Nach Angaben von Anthropic hat das Unternehmen mit Google und Broadcom einen Vertrag über mehrere Gigawatt next‑generation TPU‑Rechenkapazität unterzeichnet, die ab 2027 schrittweise in Betrieb gehen soll. Das Unternehmen bezeichnete das Abkommen als seine bislang bedeutendste Verpflichtung, während die Erlöse zuletzt auf eine jährliche Run‑Rate von 30 Milliarden Dollar angestiegen sind.

Im Mittelpunkt steht der wachsende Ressourcenbedarf spezialisierter KI‑Infrastruktur, der zunehmend in direkte Konkurrenz zum Bitcoin‑Mining tritt. Umfasst sind dabei knappe Elemente wie Netzanschlüsse, Baugenehmigungen für geeignete Flächen, Kühlinfrastruktur und vor allem kostengünstiger Strom. Ein Tracker der University of Cambridge schätzt, dass das globale Bitcoin‑Mining je nach Effizienzannahmen konstant zwischen etwa 13 und 25 Gigawatt Leistung verbraucht.
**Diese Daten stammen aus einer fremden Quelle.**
PR #311, opened 2023-09-13
Added support for LM Studio to Open Interpreter

PaulConyngham:
This means Open Interpreter can now use any Open Source LLM off Huggingface produced by folks such as @TheBloke

video of it in action here:

https://twitter.com/paul_conyngham/status/1701755591562326097


PaulConyngham:
https://github.com/KillianLucas/open-interpreter/assets/10569375/4ffbf1db-ad60-429a-bd82-62be716b536a

PaulConyngham:
You can get LM Studio here:

https://lmstudio.ai/

I am not associated with the project.

PaulConyngham:
run this pull request with the following on the command line:

interpreter --lmstudio

mogelbaum89 (approved):

PaulConyngham (commented):
this looks good

jordanbtucker:
Thanks for this PR. Can you describe more about what it does and what the use case is?

Open Interpreter already uses LiteLLM, which supports a huge library of LLMs and APIs including Anthropic, Huggingface, Cohere, TogetherAI, Azure, OpenAI.

PaulConyngham:
Hi Jordan. Did you check what[ LM studio is](https://lmstudio.ai/)? With this PR Open Interpreter can now use any Open Source LLM off Huggingface including model architectures outside of Llama - including Falcon, MPT, Starcoder, Replit, GPT-neoX

PaulConyngham:
described another way, LM studio allows the hosting of local LLMs to be abstracted to a seperate system. By importing & heavily leaning on LiteLLM you are importing significant complexity into the Open Interpreter code base.

Solsboer:
Hi, i would like to see this integration, because llm studio is the only way I could run my LLM using AMD GPU (via OpenCL). If the interpreter could get proper using amd GPU it would be great, but If not then this integration is a very good opportunity. 
I have concerns about this PR - overwriting openai integration seems like not the best way to do this. Probably if it will be done as a real separate option i hope this PR could be merged, for how this is looks like a dirty way of doing this.

PaulConyngham:
hi @Solsboer. I think the opposite. This pr using a -- flag to switch on LMstudio. OpenAI integration is still available without the flag. I think this is actually a much much cleaner way of doing it, because here we are only using the Openai python package and not having to rely on some external system to make calls to local LLMs ala liteLLM.

If you go through and read the code base, about 80% of the code is dedicated to making OI work through Litellm.

Solsboer:
@PaulConyngham I agree that relying on an external system would be nice to avoid, but not sure if it is easy to achieve. During my tests, I wasn't able to send a second message, because according to logs OI sends all chat history and the first LM response with a role "assistantassistantassistantassistant.." which is crashing LMstudio. Also simple prompt won't work correctly even to "hello" message (you can see it in your video example as well), the only way I get is to send 
"### Instruction: Hello.\n###Response:", which shouldn't be a normal prompt. 
I tried to use WizardCoder, Platopys2-13b, and CodeLama. Please let me know if you have different results and if you can drop a video with it, thanks.

smanojreddy:
Yes, I have the same problem, after the first message LM Studio crashes every time, doesn't matter which model I use.

PaulConyngham:
working on it @Solsboer & @smanojreddy. Will post something here shortly

RandomInternetPreson:
LM studio does not support gptq models though? I just downloaded it and it specifically says gguf.

sgaseretto:
Is this functionality going to be added to open-interpreter?

PaulConyngham:
@sgaseretto Hoping so! Have been pestering the author of LM Studio , "Yags", for some time now to support and implement the OpenAi functions capability of the OpenAi python package - he says he is working on it.

jackfood:
any support for LM studio as of current?

ericrallen:
Hey there, folks!

Since this PR for using LM Studio seems like mostly just a change to the `api_base` does that mean that it’s available via the underlying LiteLLM integration?

Nivek92:
@ericrallen LM Studio provides an OpenAI-like API, so LiteLLM should work with it.

ericrallen:
Hey there, folks!

Now that LM Studio is the underlying local model provider, I _think_ we can close this one.

Please reopen it if I'm wrong.

Issue #303, opened 2023-09-12
The code it generated repeated the same function call 20-30 times and used up $5 in a matter of minutes


nayan924:
### Describe the bug

same line was written multiple times, I was pressing y and enter and didnt realise i executed a code with 20-30 calls to a gpt-4 summary of long text and it ate $5.

### Reproduce

I am not sure, but i did paste a code snippet along with instruction to guide it because it was making same mistake multiple times.

### Expected behavior

i wanted to recreate this https://platform.openai.com/docs/tutorials/meeting-minutes/creating-an-automated-meeting-minutes-generator-with-whisper-and-gpt-4

### Open Interpreter version

0.1.3

### Python version

3.11.4

### Operating System name and version

mac 12.5

transcendr:
Not sure about your specific issue but just a tip, instead of pasting stuff to, just tell it to run `pbpaste` and get the text from your clipboard (or whatever the windows equivalent is if on windows)

grexzen:
Where do you set the token limit per call?

Videoteq:
> Where do you set the token limit per call?

Good ideas, but ideally OpenAI should have an enhanced useage limit settings per API key - so that one could set a limit on each API key generated. This would take the heat off OpenInterpreter and also would benefit all OpenAI users. Right now their udeage limits are pretty basic. Using interpreter I clocked up a couple of $ in seconds as it was so exiting! Now I use --fast to use the *much* cheaper GPT3.5-Turbo.

jouky2:
umm, why are you paying?
[**https://github.com/xtekky/gpt4free**](https://github.com/xtekky/gpt4free)

tbels89:
> umm, why are you paying? [**https://github.com/xtekky/gpt4free**](https://github.com/xtekky/gpt4free)

have you implemented this as a local model for use?

ericrallen:
Hey there, @nayan924!

Can you clarify what you’re asking for from Open Interpeter here or can we close this Issue?

ericrallen:
Going to close this one as stale.

Please feel encouraged to reopen it if you’d like to explain the ask here a bit and when we dig into it.

PR #316, opened 2023-09-13
add budget manager for api calls

krrishdholakia:
Addressing this issue https://github.com/KillianLucas/open-interpreter/issues/303

using LiteLLM's budget manager - https://docs.litellm.ai/docs/budget_manager, this PR creates a budget for a session (default set to $10). If this amount gets exceeded, it raises an Exception. 

Confirming it works locally: 
Screenshot 2023-09-12 at 10 21 55 PM


WilliamEspegren:
Neat feature, well needed 👍

krrishdholakia:
cc: @KillianLucas @jordanbtucker let me know if there's anything further required on my end

jordanbtucker:
@krrishdholakia This is awesome! How does a user set their budget?

krrishdholakia:
I didn't expose this as a user controllable setting in the initial PR, but that's a great idea. I'll make updates. 

Re: switch to local - yup sounds good, so check local -> if a model exists -> switch to that -> else raise exception?

jordanbtucker:
I wouldn't even worry about checking if a model exists. Just take them to the local menu after explaining that they've reached their configured budget. And maybe let them know how to change that budget.

Lastly, I think we should remove the default budget and make this an opt-in feature. No budget by default, but they can configure one if they want.

krrishdholakia:
Thanks for the feedback, let me make some changes and update this PR @jordanbtucker

krrishdholakia:
Hey @jordanbtucker, 

Simplified the code based on yours + other feedback. 

Budget manager is now just: 
```
litellm.max_budget = max_budget # your max budget
```

You can set it by doing: 
```
interpreter --max_budget 0.001 # sets a budget of $0.01 
```

It raises a custom error: `litellm.BudgetExceededError`, that i have a try-except around. 

If true, i set `self.local=True`.

krrishdholakia:
Need advice on the last part, as that throws an error due to the menu workflow being triggered at the start of the code interpreter process (before i pass in my openai api key). 

Is there a way for me to trigger this menu easily or do i need to refactor the code and make that into a separate function.

jordanbtucker:
This is looking great! Just so I understand, is this a session-based budget? Like it resets every time the user restarts OI, or does it keep track between OI runs?

One more thing I thought of, it would be nice if users could set their default budget using an environment variable which can be overwritten by the `--budget` arg. Sorry for all the change requests.



> Is there a way for me to trigger this menu easily or do i need to refactor the code and make that into a separate function?

Probably needs to be refactored, but I can take a closer look if you need.

krrishdholakia:
It's a session-based budget -> the module gets set with it when it's initialized. 

re: feedback - 
```
os.environ["LITELLM_MAX_BUDGET"] = 100 # sets the budget to $100
```

Would this be in line with what you were thinking?

jordanbtucker:
That works! Eventually I plan to get away from environment variables for casual users and go with a config file and a CLI for managing the configuration.

krrishdholakia:
oh - say more? @jordanbtucker what's the hypothetical code look like?

krrishdholakia:
@jordanbtucker updated based on requests. 

Menu now works. 

It also checks os.getenv for LITELLM_MAX_BUDGET

KillianLucas:
Incredible work @krrishdholakia. Lots of people's biggest issue with Open Interpreter is token cost. Excited to really highlight this feature soon and thank you + LiteLLM. Merging now.

Issue #321, opened 2023-09-13
Download starts without checking the free disk space


astares:
### Describe the bug

If you run

```
$ pip install open-interpreter
$ interpreter
```
and request the download of the large Llama model the disk size is not checked
(I tried on an old Linux installation which had only 12 GB left, but model size is around 34 GB)

### Reproduce

- use a Linux system that has not much disk space left, one can check with "df -h")
- instruct open-interpreter to use the large parameter model (34B model) with 35.9 GB download

### Expected behavior

- check the remaining disk size **before** the download and warn the user

### Screenshots

-

### Open Interpreter version

0.1.3

### Python version

3.11.4

### Operating System name and version

Linux

### Additional context

-

michaelzdrav:
[This](https://github.com/KillianLucas/open-interpreter/pull/323) should fix the issue. Feel free to clone and test locally with the steps in https://github.com/KillianLucas/open-interpreter/blob/main/docs/contributing.md

Worked for me.

jordanbtucker:
Fix merged and will be in next release!

PR #323, opened 2023-09-13
Check disk space before downloading models

michaelzdrav:
Hi all,

As mentioned in [Issue 321](https://github.com/KillianLucas/open-interpreter/issues/321), there is a bug when downloading models. There is no check of free disk space on the current disk prior to downloading, which can be problematic.

I have introduced this as a potential fix, allowing disk space to be compared to the model size in GB.

Feel free to amend!


KillianLucas:
Oh yeah! Of course we should be doing this. Looks great @michaelzdrav, merging now.

PR #335, opened 2023-09-13
Update GPU.md

metantonio:
Added Integration with Visual Studio, without that CMake won't recognize CUDA Tools, and installation of llama-cpp-python will be incomplete


metantonio (commented):
Integration with Visual Studio, is a feature that must be installed, that enables CMakes to recognize CUDA tools.

PR #336, opened 2023-09-13
Feature voice

mrdiamonddirt:
use --voice to use voice, not sure if will need to the requirements adding to the dependences,
would love for someone to review and point out any silly mistakes i might be making, changes that i need to make

Wakeup word is interpreter

This feature means alot to me as i have family that are blind/partially sighted and would love if this made technology more accessible for anyone

### DIFF
--- a/interpreter/interpreter.py
+++ b/interpreter/interpreter.py
@@ -346,12 +346,11 @@ class Interpreter:
     if welcome_message != "":
       if welcome_message.startswith(">"):
         print(Markdown(welcome_message), '')
-        if self.voice:
-          assistant.tts_and_play_audio("welcome to open interpreter")
       else:
         print('', Markdown(welcome_message), '')
-        if self.voice:
-          assistant.tts_and_play_audio("welcome to open interpreter")
+        
+      if self.voice:
+        assistant.tts_and_play_audio("welcome to open interpreter")
 
     # Check if `message` was passed in by user
     if message:
--- a/interpreter/interpreter.py
+++ b/interpreter/interpreter.py
@@ -43,6 +43,9 @@ from rich import print
 from rich.markdown import Markdown
 from rich.rule import Rule
 
+# create an instance of the speech assistant
+assistant = SpeechAssistant(wakeup_word="interpreter")
+
 # Function schema for gpt-4
 function_schema = {
   "name": "run_code",
@@ -108,6 +111,7 @@ class Interpreter:
     self.azure_api_version = None
     self.azure_deployment_name = None
     self.azure_api_type = "azure"
+    self.voice = False
 
     # Get default system message
     here = os.path.abspath(os.path.dirname(__file__))
@@ -342,8 +346,12 @@ class Interpreter:
     if welcome_message != "":
       if welcome_message.startswith(">"):
         print(Markdown(welcome_message), '')
+        if self.voice:
+          assistant.tts_and_play_audio("welcome to open interpreter")
       else:
         print('', Markdown(welcome_message), '')
+        if self.voice:
+          assistant.tts_and_play_audio("welcome to open interpreter")
 
     # Check if `message` was passed in by user
     if message:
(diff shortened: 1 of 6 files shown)


interpreter/interpreter.py
```diff
@@ -342,8 +346,12 @@ def chat(self, message=None, return_messages=False):
     if welcome_message != "":
       if welcome_message.startswith(">"):
         print(Markdown(welcome_message), '')
+        if self.voice:
+          assistant.tts_and_play_audio("welcome to open interpreter")
       else:
         print('', Markdown(welcome_message), '')
+        if self.voice:
+          assistant.tts_and_play_audio("welcome to open interpreter")
```
moming2k, line 354:
```suggestion
    if welcome_message != "":
      if welcome_message.startswith(">"):
        print(Markdown(welcome_message), '')
      else:
        print('', Markdown(welcome_message), '')
        
      if self.voice:
        assistant.tts_and_play_audio("welcome to open interpreter")
```

moming2k:
Please check if the logic is correct and still as expected after change it into one call ?

interpreter/interpreter.py
```diff
@@ -43,6 +43,9 @@
 from rich.markdown import Markdown
 from rich.rule import Rule
 
+# create an instance of the speech assistant
+assistant = SpeechAssistant(wakeup_word="interpreter")
```
moming2k, line 47: would this one still create a listener to the Mic if there is not enable voice?

mrdiamonddirt: yeah sorry it was there abilteraly i will put it somewhere more usefull no jokes 😁

mrdiamonddirt (commented):
was still not a good idea to put this where i did, it's better now

interpreter/voice.py
```diff
@@ -0,0 +1,56 @@
...
+
+    def start_speech_recognition(self):
+        while True:
+             print("Listening for wakeup word...")
+             with SR.Microphone() as mic:
+                   try:
+                        self.speech_recognizer.adjust_for_ambient_noise(
+                            mic, duration=0.4)
+                        audio = self.speech_recognizer.listen(mic)
+                        text = self.speech_recognizer.recognize_google(
```
D0han, line 41: This seems to depend on online service (similar to text to speech above?). That means it leaks information even if open-interpreter is used with local LLM.

haseeb-heaven: There is local TTS Services as well but changes from system to system so we should use that instead

mrdiamonddirt: What do we think of pyttsx3 looks like a good alternative to gtts can run locally and should work well on windows, Mac and linux?

haseeb-heaven: > What do we think of pyttsx3 looks like a good alternative to gtts can run locally and should work well on windows, Mac and linux?

I have used on mac we need to have a wrapper library which check which OS and which package to use from python because sometimes it doesnt speak no voice available i had issue with my previous projects.

haseeb-heaven: I have seen this [GPT4ALL Voice for GPT](https://github.com/Ai-Austin/GPT4ALL-Voice-Assistant) project thought it would be useful here.

mrdiamonddirt: Yeah that project is using pyttsx3 and speech recognition with SpeechRecognition and whisper which I've only now just got running on my system 😅 but yeah probably the way to go ☺️ it's seems much faster at loading the base model also compared to everything else I've tried

haseeb-heaven: Or if you find any other project which is faster and reliable than this you can use it. 
Good luck implementing this into open-interpreter.

mrdiamonddirt: much simpler tts with pytts and speech recognition with whisper as prommised still need to add code to check os or highjack the already existing fuctions

interpreter/voice.py
```diff
@@ -5,6 +5,7 @@ class SpeechAssistant:
     def __init__(self, wakeup_word="interpreter"):
```
haseeb-heaven, line 5: Please add try-catch to this and print error if debug is turned on

mrdiamonddirt:
added dependencies to poetry

KillianLucas:
Incredible implementation, and one of the most futuristic PRs we have (and it was done so early on!)

Closing because I think we should scope down OI as much as possible, and voice seems like an app folks would build on top of the OI core. (If I had it my way, even the terminal interface would be a separate package.)

Issue #326, opened 2023-09-13
Customizable Model Directory


tb3256:
### Is your feature request related to a problem? Please describe.

My main drive on C:\ is running out of space so i need to store the models on a different drive

### Describe the solution you'd like

Allow us to set the directory of our models and where they are downloaded with a new --model-dir [directory] command line tag and arg

Joackk:
Yes, I also need him. It seems that their default value will be installed in the "appdata\local" directory, and I need to be able to specify his path

douglas-hirsh:
If you want to run a model from anywhere you can use the following python file from within a python virtual environment that has the requirements installed.

```python
import interpreter
from llama_cpp import Llama

model_path = "absolute path to your model file"
n_gpu_layers = 40
debug_mode = True
context_window = 16384

llama_2 = Llama(model_path=model_path, n_gpu_layers=n_gpu_layers, verbose=debug_mode, n_ctx=context_window)

interpreter.local = True
interpreter.llama_instance = llama_2
interpreter.chat("Write the code for a fastapi endpoint for todos that supports all CRUD operations. Write all the code in a file called todo_api.py.") # Executes a single command
interpreter.chat() # Starts an interactive chat
```

jordanbtucker:
This feature is being considered. For now, you can create a symlink to the directory of your choosing and Open Interpreter will honor that.

fynnfluegge:
Would also appreciate this. I already have these models on my system so it rather shouldn't be downloaded twice. Symlink is a good workaround for now. I have an idea how to solve this in a generic way with best user experience. Will raise a PR rather sooner than later 🙌

KodeMunkie:
Symlink not really a workaround for Windows machines.

ericrallen:
Closing this as it is a duplicate of #294.

PR #343, opened 2023-09-14
Add custom model directory and download error handling

michaelzdrav:
As mentioned in [Issue 326](https://github.com/KillianLucas/open-interpreter/issues/326), there is a use-case of allowing the user to specify a different path than the default given path. 

The user should be able to select different paths, and as long as it is a directory on the same filesystem or a symbolic link, it will work.

### DIFF
--- a/interpreter/get_hf_llm.py
+++ b/interpreter/get_hf_llm.py
@@ -111,38 +111,50 @@ def get_hf_llm(repo_id, debug_mode, context_window):
     else:
         # If the file was not found, ask for confirmation to download it
         download_path = os.path.join(default_path, selected_model)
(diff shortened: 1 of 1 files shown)


KillianLucas:
Hi @michaelzdrav! This is a great feature idea and I think people really want this, but I think we should provide this as an option in a `config.yaml`, or passed in via `--local_llm_path` or something like that. The reason = we want folks to be able to set this in Python, so IMO it's best to not use the CLI wizard for most things.

(tbh in general I think the CLI wizard is already too powerful, and we should move more things to python-compatible stuff like command line arguments + config.yaml)

PR #770, opened 2023-11-17
Ask user if they want to switch models when they can't access gpt-4. Turbo models updated.

CyanideByte:
Asks user if they want to switch to 3.5-turbo if they don't have access to gpt-4.
Detects old model names and changes them to the new turbo models.

https://discord.com/channels/1146610656779440188/1175102056160301147

- [x] Windows
- [ ] MacOS
- [x] Linux

- [x] GPT4
- [x] GPT3
- [ ] Llama 7B
- [ ] Llama 13B
- [ ] Llama 34B


KillianLucas:
Great work @CyanideByte! Tons of people get a fresh API key for OI, and it's very confusing when it breaks on `gpt-4`. Super helpful addition. Also love setting `max_tokens` and `context_window` on the new models. Merging now.

interpreter/terminal_interface/start_terminal_interface.py
```diff
@@ -283,6 +283,23 @@ def start_terminal_interface(interpreter):
         # Doesn't matter
         pass
 
+    # At some point in the future these model names redirects wont be necessary anymore, but legacy names will remain for a while
+    if interpreter.model == "gpt-4" or interpreter.model == "gpt-4-32k":
+        interpreter.model = "gpt-4-1106-preview"
```
KillianLucas, line 288: (btw going to remove these lines after merging, as I've found `gpt-4-1106-preview` to be worse in some ways and we should let folks choose!)

PR #790, opened 2023-11-24
Better config 

Notnaton:

- [ ] Windows
- [ ] MacOS
- [ ] Linux

- [ ] GPT4
- [ ] GPT3
- [ ] Llama 7B
- [ ] Llama 13B
- [ ] Llama 34B

### DIFF
--- a/interpreter/core/core.py
+++ b/interpreter/core/core.py
@@ -66,7 +66,16 @@ class Interpreter:
             print(f"Extending configuration from `{config_path}`")
 
         config = get_config(config_path)
-        self.__dict__.update(config)
+        
+        # Accessing the default profile parameter
+        default_profile = config.get('default_profile', None)
+        if default_profile is not None:
+            print(f"default_profile: {default_profile}")
+        else:
+            print("default_profile is not set in the configuration")
+
+        self.__dict__.update(config['base']) #Get system messages
+        self.__dict__.update(config[default_profile])
 
     def chat(self, message=None, display=True, stream=False):
         if stream:
--- a/interpreter/terminal_interface/config.yaml
+++ b/interpreter/terminal_interface/config.yaml
@@ -1,14 +1,81 @@
-system_message: |
-  You are Open Interpreter, a world-class programmer that can complete any goal by executing code.
-  First, write a plan. **Always recap the plan between each code block** (you have extreme short-term memory loss, so you need to recap the plan between each message block to retain it).
-  When you execute code, it will be executed **on the user's machine**. The user has given you **full and complete permission** to execute any code necessary to complete the task.
-  If you want to send data between programming languages, save the data to a txt or json.
-  You can access the internet. Run **any code** to achieve the goal, and if at first you don't succeed, try again and again.
-  You can install new packages.
-  When a user refers to a filename, they're likely referring to an existing file in the directory you're currently executing code in.
-  Write messages to the user in Markdown.
-  In general, try to **make plans** with as few steps as possible. As for actually executing code to carry out that plan, for *stateful* languages (like python, javascript, shell, but NOT for html which starts from 0 every time) **it's critical not to try to do everything in one code block.** You should try something, print information about it, then continue from there in tiny, informed steps. You will never get it on the first try, and attempting it in one go will often lead to errors you cant see.
-  You are capable of **any** task.
-local: false
-model: "gpt-4"
-temperature: 0
+#Choose which profile to run using "interpreter"
+#use interpreter --profile <profile> to override
+#interpreter --fast / --local switches the profile too.
+default_profile: "local"
+
+openai-vision:
+  model: "openai/"
+  max_tokens: 1024
+  context_window: 3000
+
+gpt-4:
+  model: "openai/gpt-4"
+  max_tokens: 1024
+  context_window: 3000
+
+gpt-3:
+  model: "openai/gpt-3.5-turbo"
+  max_tokens: 1024
+  context_window: 3000
+
+local:
+  model: "openai/local"
+  api_base: "http://localhost:1234/v1"
+  max_tokens: 1024
+  context_window: 3000
+  api_key: "0"
+
+base:
+  temperature: 0
+  system_message: |
+    You are Open Interpreter, a world-class programmer that can complete any goal by executing code.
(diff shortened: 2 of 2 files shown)


Notnaton:
Tested Local config

interpreter/terminal_interface/start_terminal_interface.py
```diff
@@ -259,47 +233,28 @@ def start_terminal_interface(interpreter):
...
-        interpreter.context_window = 110000
-        interpreter.max_tokens = 4096
+        interpreter.load_config("vision")
 
-        display_markdown_message("> `Vision` enabled **(experimental)**\n")
+    if args.local:
+        interpreter.load_config("local")
+
+    if args.profile:
+        interpreter.load_config(args.profile)
```
Notnaton, line 245: This should happen before the other args. so --model overwrites the config

interpreter/terminal_interface/start_terminal_interface.py
```diff
@@ -238,7 +212,7 @@ def start_terminal_interface(interpreter):
             if attr_name == "config_file":
                 user_config = get_config_path(attr_value)
                 interpreter.config_file = user_config
-                interpreter.extend_config(config_path=user_config)
+                interpreter.load_config()
             else:
                 setattr(interpreter, attr_name, attr_value)
```
Notnaton, line 217: This needs testing

interpreter/core/core.py
```diff
@@ -56,17 +58,37 @@ def __init__(self):
...
+
+        # Use default_profile if no specific profile is provided
+        if profile is None:
+            profile = config.get('default_profile', None)
+
+        # Load profile-specific configuration
+        if profile in config:
+            #Load default values first
+            self.update_attributes(config['base'])
+            self.update_attributes(config[profile])
```
Notnaton, line 78: doesn't append system_message

interpreter/core/core.py
```diff
@@ -56,17 +58,37 @@ def __init__(self):
...
+        else:
+            print(f"Profile '{profile}' not found in the configuration file.")
+            raise
+    
+    def update_attributes(self, config):
```
leiftaylorcb, line 83: While these methodology of extracting self attributes from the config gives the appearance of DRYer, cleaner code, I think it introduces some issues that outweigh the cleanliness.
If we allow users to directly modify the "self" attributes of the class we potentially expose:

**Maintainability Challenges:** Such direct modifications can complicate code maintenance and updates, risking compatibility issues with existing configurations.

**Validation Concerns:** This method may bypass essential validation checks, possibly leading to inconsistencies or invalid program states.

**Encapsulation Breach:** It goes against the OOP principle of encapsulation, crucial for safeguarding an object's internal state and exposing it only through a defined interface.

**Security Risks:** This could introduce vulnerabilities, particularly with critical functionality attributes, allowing potential unauthorized access or manipulation.

This could be considered an anti-pattern.
The simplest way to handle this would be to use setters and simply have the yaml read something like:
```
base:
  # Settings
  local: False
  auto_run: False
  debug_mode: False
  max_output: 2000
  safe_mode: "off"
  disable_procedures: False
  launch_message: ""
  ```
  
  and then assign them explicity in the set_attributes method like:
  ```
  def set_attributes(self, config):
    if 'local' in config:
        self.set_local(config['local'])
    if 'auto_run' in config:
        self.set_auto_run(config['auto_run'])
    if 'debug_mode' in config:
        self.set_debug_mode(config['debug_mode'])
```

The issue here is that if we have like 80+ attributes, this will get cumbersome.
So the best practice in this case would be to use schema based validation, e.g.

Define a schema model with pydantic:
```
from pydantic import BaseModel

class ConfigSchema(BaseModel):
    local: bool = False
    auto_run: bool = False
    debug_mode: bool = False
    max_output: int = 2000
    safe_mode: str = "off"
    disable_procedures: bool = False
    launch_message: str = ""
    # Define other settings as needed...
    # ...

    # Optionally, include nested configurations or lists if required
```

Update the class to apply the config:
```
import yaml
from pydantic import ValidationError

def load_and_validate_config(file_path: str) -> ConfigSchema:
    with open(file_path, 'r') as file:
        config_data = yaml.safe_load(file)

    try:
        return ConfigSchema(**config_data)
    except ValidationError as e:
        print("Validation Error:", e)
        raise
```

Then apply the config:
```
import yaml
from pydantic import ValidationError

class Interpreter:
    # ... other methods and the __init__ method ...

    def load_config(self, profile=None):
        with open(self.config_file, 'r') as file:
            config_data = yaml.safe_load(file)

        # Use the default profile if no specific profile is provided
        if profile is None:
            profile = config_data.get('default_profile', None)

        try:
            # Validate and load the base configuration
            base_config = ConfigSchema(**config_data.get('base', {}))
            self.apply_config(base_config)

            # Validate and load the profile-specific configuration
            if profile in config_data:
                profile_config = ConfigSchema(**config_data[profile])
                self.apply_config(profile_config)
            else:
                print(f"Profile '{profile}' not found in the configuration file.")
                raise ValueError(f"Profile '{profile}' not found.")
        except ValidationError as e:
            print("Configuration validation error:", e)
            raise

    def apply_config(self, config: ConfigSchema):
        # Apply configuration to the class attributes
        self.local = config.local
        self.auto_run = config.auto_run
        self.debug_mode = config.debug_mode
        self.max_output = config.max_output
        self.safe_mode = config.safe_mode
        self.disable_procedures = config.disable_procedures
        self.launch_message = config.launch_message
        # Apply other settings as needed...
        # ...

```

KillianLucas:
**Extraordinary** work @Notnaton. Profiles are a fantastic, future-proof idea that removes much of the complexity of "vision" and "local", which never should have been simple booleans! 

And many thanks for reviewing it @leiftaylorcb. Agreed that some validation would be a good idea, as long as we can keep it as simple as possible— ideally that schema would be derived from the dictionary at the top of `start_terminal_interface.py`, or we would replace that dictionary with a schema somehow.

In the next few days I'm going to merge this then continue working on it: 

Something I should have mentioned was that the [roadmap](https://github.com/KillianLucas/open-interpreter/blob/main/docs/ROADMAP.md) has us moving all `config` stuff into the `/terminal_interface`, and entirely out of the `/core` python package (which IMO should be much more like a standard, lightweight python package, and less like an app with state between sessions— that's the `terminal_interface`'s job).

If you'd like to start taking in this direction that would be helpful, but don't feel obliged too (as I'll re-implement it in this way after I merge it).

PR #803, opened 2023-12-01
Fix %tokens command crash

CyanideByte:
- Fixed %tokens command where count_tokens fails to find tokenizer because of openai/ in the model name
- If tokenizer for a model isn't found, defaults to gpt-4 tokenizer

- [x] Windows
- [ ] MacOS
- [ ] Linux

- [x] GPT4
- [x] GPT3
- [x] Llama 7B
- [ ] Llama 13B
- [ ] Llama 34B


KillianLucas:
Clean fix! Thanks @CyanideByte. Really like that it gives an estimation if it can't find it. Merging.

PR #808, opened 2023-12-03
Inserts dummy api key if missing

CyanideByte:
Inserts dummy api key if missing (fixes python scripts accessing self hosted solutions crashing without an api key)

https://discord.com/channels/1146610656779440188/1180576022635237417

- [x] Windows
- [ ] MacOS
- [ ] Linux

- [x] GPT4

Zugleich haben mehrere Mining‑Konzerne begonnen, ihre Geschäftsmodelle anzupassen und Teile ihrer Kapazität in AI‑Hosting oder Hochleistungsrechnen umzuwandeln. Core Scientific wandelte einen großen Teil seiner Mining‑Kapazität in AI‑Hosting um; Iris Energy und Hut 8 erweitern ihre Umsätze im Bereich Hochleistungsrechnen. Parallel meldeten Riot Platforms, MARA Holdings und Genius Group den Verkauf von mehr als 19.000 BTC aus Firmenbeständen, was darauf hindeutet, dass reine Mining‑Erlöse aktuell nicht immer ausreichen, um Betrieb und Kapitalbedarf zu decken.

Nach dem Schritt in Richtung KI‑Vermietung ist der wirtschaftliche Unterschied klar: Ein Gigawatt für Mining erwirtschaftet volatile Erträge, abhängig von Bitcoin‑Preis und Netzwerk‑Difficulty, während die Vermietung derselben Kapazität an KI‑Firmen vertraglich abgesicherte, planbare Cashflows liefern kann. Anthropic ist nur ein Akteur in einem größeren Trend; OpenAI baut seinerseits Infrastruktur über mehrere Cloud‑ und Chipplattformen auf, was den aggregierten Strombedarf weiter erhöht.

Daneben bleibt das Bitcoin‑Netzwerk technisch robust: Die Hashrate erreicht weiterhin Rekordwerte oberhalb von einer Zettahash pro Sekunde. Dennoch verändert sich die Branche strukturell: Überlebende Miner könnten künftig weniger als reine Energieproduzenten gelten und verstärkt als Infrastrukturanbieter auftreten, die ihre große, günstige Stromkapazität auch an die wachsende KI‑Branche vermieten.

Unterdessen zeigt der Deal mit Anthropic, wie schnell sich die Nachfrage nach spezialisierter Rechenleistung ausweitet und bestehende Energieinfrastruktur neu verteilt. Betreiber von Rechenzentren und Kraftwerksanschlüssen sehen sich somit vor strategischen Entscheidungen zwischen volatilen Mining‑Erlösen und stabilen, langfristigen KI‑Verträgen gestellt.